418話 九柱世界その7

 俺はかつて《魁の塔》で聞いた言葉を思い出していた。バスティの言葉。


 ───この世界はクソだ。無駄を無為に積み上げ続ける無価値の塔、それがこの《九界》。


 彼女らが何を知っていたのか、俺は知らない。《暁に吼えるもの》の意思をすべて受け入れて化身として完成していればそういった知識も得られたのだろうが、生憎と俺はそれを途中で拒絶した。《九界》構造についての情報は、運悪くまだ流し込まれる前だったんだ。


「劫を積み上げて……塔のようにする、のか」


「その通り、よく知っているね。この世界は九本のせかいから成る塔である。《経》は梁ってところだろうかね。もちろん文字通りの塔が建っているわけじゃない。上も下もない世界に塔など建ちようもないから、もっと観念的な捉え方なんだが……そのあたりの講義は追い追いにしよう」


「そうしてくれ」


 俺の頭ん中で、イメージ代わりの《魁の塔》がぐるんぐるん回り始めちまったからな。これ以上想像してたら変になっちまいそうだ。


 俺の横でヒウィラもどうやら混乱していたらしいが、


「……とにかく、是が非でも劫を進めたがっているのは分かりました。ではなぜ、今なのです? そんなに望んでいるならもっと早くにやればいいことでしょう」


「条件だね。
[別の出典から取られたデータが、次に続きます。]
PR #3755, opened 2017-04-03
Addition of overload argument to the SelectElement.SelectByText method

### LINKED ISSUE #3575: Code review: SelectByText promises to substring match, but match is on exact text
While investigating an issue where certain text does not get selected, I encountered the following on the [**dotnet** branch](selenium/dotnet/src/support/UI/SelectElement.cs):

In the currect version, the method `SelectElement.SelectByText(string text)` promises to select the text on substring match:

```
        /// <param name="text">The text of the option to be selected. If an exact match is not found,
        /// this method will perform a substring match.</param>
```

but when I am looking in how the item(s) to select are picked from a list of candidates, the text from a select node is compared to the literal text:

```
   foreach (IWebElement option in candidates)
                {
                    if (text == option.Text)   // <-- literal match
                    {
                        SetSelected(option, true);
//...
```

Do you agree that this is indeed an issue?

seanrand57:
Issue raised in the issue log label as dotnet, issue number 3575. The
XML summary informs that the method provides partial match ability on
the options  by Text.  However this wasn't fully implemented so pushed
the ability via a boolean to perform such a partial match on an options
list.

Adding in the App.config change in order to run tests via the IDE for
the Support project.

Fixes #3575

### DIFF
--- a/dotnet/test/support/UI/SelectBrowserTests.cs
+++ b/dotnet/test/support/UI/SelectBrowserTests.cs
@@ -30,7 +30,6 @@ namespace OpenQA.Selenium.Support.UI
         [Test]
         public void ShouldThrowAnExceptionIfTheElementIsNotASelectElement()
         {
-           // driver.Url = formsPage;
             IWebElement element = driver.FindElement(By.Name("checky"));
             Assert.Throws<UnexpectedTagNameException>(() => { SelectElement elementWrapper = new SelectElement(element); });
         }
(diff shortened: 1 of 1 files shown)


Autom8edChaos:
Hi, thanks for picking this up! Just a thought: another possibility is to implement a SelectByPartialText method instead of overloading the SelectByText method. This immediately makes the intention clear for the reader of the method and will keep the SelectByText method unharmed.

seanrand57:
No problem glad to be of help, quick reason I choose this rather route vs a new method was a few fold, firstly to minimize the amount of new code required for the method.  Secondly to utilize the current SelectByText method tests to ensure normal functionality and backward compatibility is maintained by provided a default arg of false.

Also truth be told it scared me a little adding the word Partial to a method in the API as others might expect this to be the standard Partial Text method sig for others too ;)

@jimevans - not sure your thoughts but will take your direction on your review of the PR.

@Autom8edChaos hope that explains my chain of thought a little regarding the implementation and you're happy with the solution?

Here to help as always,
Cheers
Sean

Autom8edChaos:
@seanrand57 yes, I understand what you mean. In no time we would retrieve requests like _"pls implement SelectByPartialValue k tnx bye"_ or _"Selenium is absolute pants, there isn't even a method DeselectByPartialText!"_ . The optional parameter will make it work

seanrand57:
Hey, just seeing if this is a PR which can be merged up or what is required to do in order to pull into the solution?  Thanks in advance

jimevans:
Merged in d0accdf. Thank you for the contribution.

君の疑問は尤もで、《大いなる輪》は廻すために燃料を求めるんだ。それが充填されるのを待っていたんだよ」


燃料それは何なのですか。祭具そのものを狙わずとも、それをどうにか出来れば───」


「《人界》に満ちる想念だよ」


 前のめり気味だったヒウィラが突っかかったように口を噤む。眉間に目いっぱい皺を寄せて、


「……想念、ですか?」


「うん。だから今なんだ。《真龍》の出現、魔族の襲来、聖究騎士の聖都での叛乱と立て続けに《人界》は揺さぶられてきた。極めつけは先の大混乱。人々は混乱し、救いを求め、強く強く感情を燃焼させ動かしている。それを糧にして《大いなる輪》は廻るんだ」


 本来はもっと後の見込みだったはずだ、とカストラスは続ける。いくつも前の劫のことは分からないが、少なくとも暦が千年もいかないうちからこれほど揺らぐ想定はしていなかったのだ、と。もっともっと後になって、《人界》統治機構が膿み腐り、《人界》の民がそれに反発するようになって───そういう騒乱の果てに、どうにもならなくなった《人界》をリセットする意味も込めて《大いなる輪》は廻されるのが流れ。


私の時ひとつ前はそうだった」


「───つまり、ユヴォーシュ、ぜんぶ貴方のせいなのでは?」


「い、異議あり! どれもこれも俺は巻き込まれた被害者だと主張したい! むしろ俺が居なかったらもっと酷いことになってたはずだ、きっとそうだ!」


 まあ、俺が居なかったらそもそも起きなかった事件も、いくつかあるのは否定できないけれど。